**EXERCISE OBJECTIVE:**
Whenever a line in the data holds the string "should", copy that line.

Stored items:
PR #388, opened 2025-06-07
Fix object check in ProxyTools

pierrevalade:
## Summary
- fix runtime error when tool is not an object in ProxyTools

## Testing
- `make lint` *(fails: Import "taskiq" could not be resolved)*
- `yarn --cwd client test`

------
https://chatgpt.com/codex/tasks/task_e_6844a128a9a483219c46c73826c3f1a9


pierrevalade:
@jacekzimonski this issue is a bug that should be merged directly by you, i think, why do you need  @anya?

guillaq:
@pierrevalade do you have a URL that triggered the issue ? It would be interesting to see why Tool_Output was not an object

anyacherniss:
> The current procedure was to QA every frontend PR we have.
@anyacherniss @guillaq to confirm

As a general practice yes. That said, since this looks like a small, one line change, if we're confident that it won't introduce regressions, I'm fine if it is merged to directly if it takes more time than it's worth to provide context for me to manually QA.

guillaq:
It's in preview so we basically can't QA in the preview branch. The code looks sound. We can just merge and do some QA when it's in preview.

PR #386, opened 2025-06-06
feat: Add MCP (Model Context Protocol) POC specification for Workflow…

pierrevalade:
…AI integration

PR #403, opened 2025-06-10
MCP server POC

yannbu:
Related to https://linear.app/workflowai/issue/WOR-4911/workflowai-mcp-v01


mcp-server/main.py
```diff
@@ -0,0 +1,531 @@
...
+        )
+        async with httpx.AsyncClient(timeout=60.0) as client:
+            response = await client.post(
+                f"{WORKFLOWAI_API_URL}/{TENANT}/agents/{agent_id}/prompt-engineer-agent/messages",
+                json=body,
+                headers=headers,
+            )
+            response.raise_for_status()
+
+            last_messages: List[Dict[str, Any]] = []
```
pierrevalade, line 96: is that because `prompt-engineer-agent/messages` endpoint only support streaming?

mcp-server/main.py
```diff
@@ -0,0 +1,531 @@
...
+        logger.error("Error calling meta agent API", extra={"error": str(e)})
+        return {
+            "success": False,
+            "error": "Failed to call AI engineer API",
+            "details": str(e),
+        }
+
+
+@mcp.tool
+async def fetch_getting_started_docs() -> dict[str, Any]:
```
pierrevalade, line 132: @yannbu think early about how to support multiple programming languages, a developer writing code in Typescript, Rust, etc... (no everyone will be in Python)

search for the term `programming` in this PR https://github.com/WorkflowAI/WorkflowAI/pull/386/files#diff-aac09eb14a7fb943fc66ebf9138fbcad4f1e5a5d8a6ea71fc83bd2088a806f64R78 and you'll see what I started.

pierrevalade:
> Still WIP, th code will need to be integrated with the backend code. I'm using the API for now, as my priority was to go fast and test the interaction between the WorkflowAI MCP and Cursor.

why not continue to use the API actually? could you please explain? thanks.

mcp-server/main.py
yannbu: yes

mcp-server/main.py
```diff
@@ -0,0 +1,531 @@
...
+
+def _headers() -> dict[str, str]:
+    return {
+        "Accept": "application/json",
+        "Authorization": f"Bearer {FIXED_WORKFLOWAI_API_KEY}",
+    }
+
+
+@mcp.tool
+async def get_ai_engineer_response(
```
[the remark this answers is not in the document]
guillaq: Do we think that cursor will actually do a back and forth or even preserve the conversation_id between calls ? 
I would think that it would be an early optim at this stage ?

mcp-server/main.py
guillaq: an example reason why we should not wrap the API

mcp-server/main.py
guillaq: This should be a full text search in the docs instead ?

mcp-server/main.py
```diff
@@ -0,0 +1,531 @@
...
+    """
+
+    return {
+        "success": True,
+        "documentation": docs,
+    }
+
+
+@mcp.tool
+async def list_available_models() -> dict[str, Any]:
```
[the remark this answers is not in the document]
guillaq: passing a "typology" (input image, etc.) might be more flexible. For example cursor might want to get the list of models BEFORE the agents has been created or ran.

mcp-server/main.py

**WRITTEN SOLUTION:**
@jacekzimonski this issue is a bug that should be merged directly by you, i think, why do you need  @anya?
guillaq: an example reason why we should not wrap the API
guillaq: This should be a full text search in the docs instead ?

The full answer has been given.